É urgente transformar em prática real o ensino da história e da cultura africana em nosso país e, nesse ponto, friso que as religiões de Matrizes Africana são um alicerce fundamental para compreensão sobre a identidade dos povos africanos escravizados e de seus descendentes. O papel de catequese para uma religião hegemônica nos aparelhos do estado não condiz com a função social que a escola pública tem a cumprir em nossa sociedade.
Pesquisa da professora doutora Stela Guedes, autora do livro “Educação nos terreiros – e como a escola se relaciona com crianças de candomblé”, revelou que para os estudantes de religiões afro que frequentam as instituições de ensino brasileiras, a escola é o espaço onde mais se sentem discriminados por sua fé.

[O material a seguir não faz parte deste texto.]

PR #2294, opened 2018-01-15
Use getScrollParent to determine the container to scroll 

nicocrm:
For issue #1267 

I can't test the actual functionality with jsdom, but I could add a test to make sure the code is exercised, if you are good with the approach


mathieumg:
@jossmac @JedWatson If I rebase this and add unit tests, is there a chance of it getting merged?

jossmac:
@mathieumg You'll need to update this PR or open a new one against the [v1 branch](https://github.com/JedWatson/react-select/tree/v1.x)

mathieumg:
@jossmac I ended up realizing this was already shipping with v2 when going through the code, even though it's not really documented. My scrollable parent wasn't `relative`, which caused the feature to not work; I changed that and it now works properly. 👍

PR #2295, opened 2018-01-16
V2 custom styles framework

JedWatson:
This is a basic implementation of what I think we'll ship for customising styles in v2.

@jossmac @treshugart keen for your review & feedback, if you're on board I'll apply the technique to the rest of the components.


src/components/SingleValue.js
```diff
@@ -1,25 +1,33 @@
...
-  />
-);
+export const css = ({ isDisabled }: { isDisabled: boolean }) => ({
+  ...marginHorizontal(spacing.baseUnit / 2),
+  color: isDisabled ? colors.neutral40 : colors.text,
+  position: 'absolute',
+});
+
+const SingleValue = ({ getStyles, ...props }: ValueProps) => {
+  const { isDisabled, data, ...cleanProps } = props;
```
ebonow, line 23: Would this be potentially breaking for any users who rely on `data`?

Issue #2277, opened 2018-01-11
componentWillReceiveProps resets input even if values are the equal


choonkending:
# Bug report

Currently in Select https://github.com/JedWatson/react-select/blob/master/src/Select.js#L144 , we set input value to ''" even if the value is equal. 

```js
if (this.state.inputValue && this.props.value !== nextProps.value && nextProps.onSelectResetsInput {
      this.setState({ inputValue: this.handleInputValueChange('') });
}
```

## Why is this a problem?
If `<Select>` is rendered within a stateful React Component which sets state, and is triggered while the Select box is focused, this will cause the input to be reset. In my use case, we have an `onScroll` event which triggers when the user scrolls. 

As soon as the `componentWillReceiveProps` is triggered, the shallow equality check will reset the input _even though nothing changed_.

Ou seja, ao invés de ser um ambiente acolhedor, de diversidade, respeito e inclusão, a escola acaba se tornando mais um espaço de promoção do racismo religioso para esses jovens.
A escola pública não pode continuar sendo um ambiente branco, cristão e racista; é preciso transformá-la! Recentemente, viralizaram nas redes sociais as inscrições preconceituosas de uma mãe num livro escrito pelo rapper e escritor Emicida. Até quando vamos tratar cenas absurdas como essas como normais? Até quando será tolerado que a escola seja um espaço para transmissão e propagação de uma cultura do preconceito religioso?
Precisamos superar as dificuldades para a real implementação do ensino da História e Cultura dos povos africanos, formar melhor nossos professores para lecionar sobre esses conhecimentos, tornar o tema transversal, não se limitando à história e alcançando disciplinas como literatura, ciências e matemática, por exemplo.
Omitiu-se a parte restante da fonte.